- Elakkurichi
- Elakkurichi Location in Tamil Nadu, India Elakkurichi Elakkurichi (India)
- Coordinates: 10°57′36″N 79°09′47″E﻿ / ﻿10.960°N 79.163°E
- Country: India
- State: Tamil Nadu
- District: Ariyalur

Languages
- • Official: Tamil
- Time zone: UTC+5:30 (IST)
- Postal code: 621715
- Vehicle registration: TN-61
- Near District THANJAVUR: Ariyalur

= Elakurichi =

Elakkurichi is a small village in Ariyalur district, Tamil Nadu, South India, and a Catholic pilgrimage center dedicated to Virgin Mary. It is 20 km from Thanjavur. The ancient church was built by the famous Catholic Missionary Constanzo Beschi popularly known as ‘Veeramamunivar’ in the year 1711.

Elakkurichi previously called Tirukkavalur is located near Ariyalur. Elakkurichi is 25 km from ariyalur. Elakkurichi holds a famous Catholic shrine called Adaikkalamadha shrine. Veeramamunivar had constructed the Aadaikalamatha Church in Elakkurichi. Every year the Elakurichi Adaikkalamadha shrine car festival is famous. Christians come together to celebrate the festival every year in April.

During this festival pilgrims gather to pray to Mother Mary popularly known as Adaikkalamadha from throughout Tamil Nadu, especially pilgrims come by bullock carts from nearby parishes such as Varadarajan Pet, Tennur, Keelaneduvai and Koovathur.

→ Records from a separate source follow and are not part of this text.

PR #1179, opened 2024-10-16
Fix false sharing issue between main thread and io-threads when access `used_memory_thread`.

zhulipeng:
## Description
When profiling some workloads with `io-threads` enabled. We found the false sharing issue is heavy(**Fig 2**). 

This patch try to split the the elements accessed by main thread and io-threads into different cache line by padding the elements in the head of `used_memory_thread_padded` array. The implementation should be like **Fig 1** demoed. 

Design like below will help mitigate the false sharing between main thread and io-threads, because the main thread has been the bottleneck with io-threads enabled.  We didn't put each element in an individual cache line is that we don't want to bring the additional cache line fetch operation (3 vs 16 cache line) when call function like `zmalloc_used_memory()`.

image
Fig 1. `used_memory_thread_padded` element distribution in cache line.
 
image

Fig 2. perf c2c report with io-threads enabled.

## Perf Boost
With benchmark of **`XADD`**
 `taskset -c 40-55 ~/valkey/src/valkey-benchmark -h 127.0.0.1 -p 9001 -n 10000000 -c 100 --threads 16 -t xadd`.
We can observe around **2%-4%** perf boost.

**Notes:** This optimization should benefit more if the high percentage of cycles of `zmalloc_usable` and `zfree`. 

#### Test Env
- OS: Ubuntu 22.04.4 LTS
- Platform: Intel Xeon Platinum 8380

```
taskset -c 0-15 ~/valkey/src/valkey-server ~/tmp_valkey.conf
port 9001
bind * -::*
daemonize no
protected-mode no
save
io-threads 16
```

### DIFF
--- a/src/zmalloc.c
+++ b/src/zmalloc.c
@@ -102,7 +102,7 @@ static thread_local int thread_index = -1;
  * For the other architecture, lets fall back to the atomic operation to keep safe. */
 #if defined(__i386__) || defined(__x86_64__) || defined(__amd64__) || defined(__POWERPC__) || defined(__arm__) || \
     defined(__arm64__)
-static __attribute__((aligned(CACHE_LINE_SIZE))) size_t __used_memory_thread[MAX_THREADS_NUM + PADDING_ELEMENT_NUM];
+static __attribute__((aligned(CACHE_LINE_SIZE))) size_t used_memory_thread_padded[MAX_THREADS_NUM + PADDING_ELEMENT_NUM];
 #else
 static __attribute__((aligned(CACHE_LINE_SIZE))) _Atomic size_t __used_memory_thread[MAX_THREADS_NUM + PADDING_ELEMENT_NUM];
 #endif
--- a/src/zmalloc.c
+++ b/src/zmalloc.c
@@ -90,6 +90,7 @@ void zlibc_free(void *ptr) {
 
 #define thread_local _Thread_local
 
+#define PADDING_ELEMENT_NUM CACHE_LINE_SIZE / sizeof(size_t) - 1
 #define MAX_THREADS_NUM (IO_THREADS_MAX_NUM + 3 + 1)
 /* A thread-local storage which keep the current thread's index in the used_memory_thread array. */
 static thread_local int thread_index = -1;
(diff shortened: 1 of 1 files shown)


src/zmalloc.c
```diff
@@ -101,10 +102,11 @@ static thread_local int thread_index = -1;
  * For the other architecture, lets fall back to the atomic operation to keep safe. */
 #if defined(__i386__) || defined(__x86_64__) || defined(__amd64__) || defined(__POWERPC__) || defined(__arm__) || \
     defined(__arm64__)
-static __attribute__((aligned(sizeof(size_t)))) size_t used_memory_thread[MAX_THREADS_NUM];
+static __attribute__((aligned(CACHE_LINE_SIZE))) size_t __used_memory_thread[MAX_THREADS_NUM + PADDING_ELEMENT_NUM];
```
PingXie: This padding seems wrong to me. Shouldn't we be padding the element instead? something like the below

```c
typedef struct {
    size_t value;
    char padding[CACHE_LINE_SIZE - sizeof(size_t)];  // Padding to ensure each element starts on a new cache line
} PaddedElement;

static __attribute__((aligned(CACHE_LINE_SIZE))) PaddedElement used_memory_thread[MAX_THREADS_NUM];
```

zuiderkwast: Yeah, or align each element. Can we add the aligned attribute to the element struct?

Or does the aligned attribute on the array declaration actually apply to each element in the array?

zhulipeng: @PingXie @zuiderkwast Thanks for you proposal, I updated the top comment to add more explanations. 
The reason we didn't take the **struct padding** way is the performance degradation. Because when call function like `zmalloc_used_memory()` (called in main thread mostly), the main thread will cost more cycles to fetch more cache lines (3 vs 16 cache lines), per our benchmarking, it will have a **~3%** performance degradation depends on the specified benchmark. 
Now we did some tradeoff, just fix the false sharing between main thread and io-threads, keep the false sharing in the io-threads for memory aggregation, because resource of main thread is bottleneck but resource of io-threads can be scaled.

PingXie: Thanks for the diagram, @lipzhu. That helps a lot. I agree this is a very reasonable trade-off. 

On a side note, I notice that the name of the new "private" array is prefixed with "__". I am fine with it but not sure if @zuiderkwast has any opinions :)

PingXie (approved):
LGTM. Thanks @lipzhu

src/zmalloc.c
zuiderkwast: @lipzhu thank for the explanation.

@PingXie Hehe, yeah, if we want to follow the C standard, any identifier starting with double underscore is reserved. The underscores are not descriptive either. I suggest add some descriptive word to the variable name, like `used_memory_thread_padded`.

zuiderkwast:
```suggestion
static __attribute__((aligned(CACHE_LINE_SIZE))) size_t used_memory_thread_padded[MAX_THREADS_NUM + PADDING_ELEMENT_NUM];
```

zhulipeng: Thanks, changed.

src/zmalloc.c
```diff
@@ -90,6 +90,7 @@ void zlibc_free(void *ptr) {
 
 #define thread_local _Thread_local
 
+#define PADDING_ELEMENT_NUM CACHE_LINE_SIZE / sizeof(size_t) - 1
```
zuiderkwast: Nit: Parentheses is common practice for macro.

```suggestion
#define PADDING_ELEMENT_NUM (CACHE_LINE_SIZE / sizeof(size_t) - 1)
```

zuiderkwast (approved):

PR #1180, opened 2024-10-17
Skip checksum for diskless replication

### LINKED ISSUE #1129: Skip CRC64 checksumming when doing diskless replication

Shivshankar-Reddy:
fixes: #1129 
Below is the background information from #1129 by @madolson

The Village is located in the River bank of Kollidam, the main occupation of the people of Elakurichy is Agriculture. The major crops grown here are rice and sugarcane. Thanjavur and Ariyalur are the nearest cities from this village. The greenery of the paddy fields and flowing River Kollidam are the beauty of this Village.